At Absa, we continue to see tighter financial conditions, the risk of a monetary policy tightening, political instability and risks that may further market volatility and therefore retain our blended portfolio management approach to express our convictions.

The current volatility offers a window of opportunity to position property portfolios to benefit from the recovery of the local and global economy when it happens in the medium to long term. There are currently some pockets of selected opportunities in retail and industrial subsectors driven by strong e-commerce and rapid changes accelerated by COVID-19.

Looking ahead

The post-pandemic economic recovery is slowing, with the risk of recession, and is further threatened by geopolitical events that also strain global inflation. In addition to this, rising interest rates that result in higher borrowing costs may put a damper on acquisition activity.

The office space will remain a concern for many years to come, as oversupply continues to be a challenge, and repurposing the office space for alternative use has not been an easy exercise.
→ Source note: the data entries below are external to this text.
PR #6127, opened 2025-10-23
PHPStan fixes

swissspidy:
Follow-up to #6124 where this was somehow not caught

### DIFF
--- a/php/WP_CLI/Process.php
+++ b/php/WP_CLI/Process.php
@@ -95,7 +95,7 @@ class Process {
 			fclose( $pipes[2] );
 		}
 
-		$return_code = $proc ? proc_close( $proc ) : 0;
+		$return_code = $proc ? proc_close( $proc ) : -1;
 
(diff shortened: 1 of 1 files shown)


php/WP_CLI/Process.php
```diff
@@ -95,11 +95,11 @@ public function run() {
 			fclose( $pipes[2] );
 		}
 
-		$return_code = proc_close( $proc );
+		$return_code = $proc ? proc_close( $proc ) : 0;
```
mrsdizzie: hmm a 0 return code if proc_open had previously failed doesn't seem right 🤔 Maybe it should be `-1` to match what happens if proc_close fails? 

https://www.php.net/manual/en/function.proc-close.php

> Returns the termination status of the process that was run. In case of an error then -1 is returned

swissspidy: Yeah you're right 👍

```suggestion
		$return_code = $proc ? proc_close( $proc ) : -1;
```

Other key changes around the office subsector has been work-from-home (WHF) hybrid models. The easing of pandemic restrictions has supported retail mall activity. However, it is expected that the retailers and restaurants will experience marginal pressure and increased volatility in their revenues over the next few quarters as consumers cut on discretionary spending and become more price-conscious due to inflation being at an all-time high at 6.5% since 2017, according to Statistics South Africa.

There is no doubt that the sector reassured investors, funders, regulators, and other key stakeholders that it can be resilient and recover.

Most importantly, the sector also made efforts in correcting governance issues, restoring balance sheet strength, and remaining the most accessible liquid and cost-effective way to own property.

The bulk of the SA listed property companies’ balance sheets are in reasonably good shape to buffer headwinds, and, as result, sanity is returning to the investment markets.

From the above, it is noted that some REITs counters remain mispriced and offer excellent value propositions for investors, thus, making the current environment a stock-picking environment, considering the risks outlined above.

Thabo Hlangwani is manager research analyst at Absa Multi Management.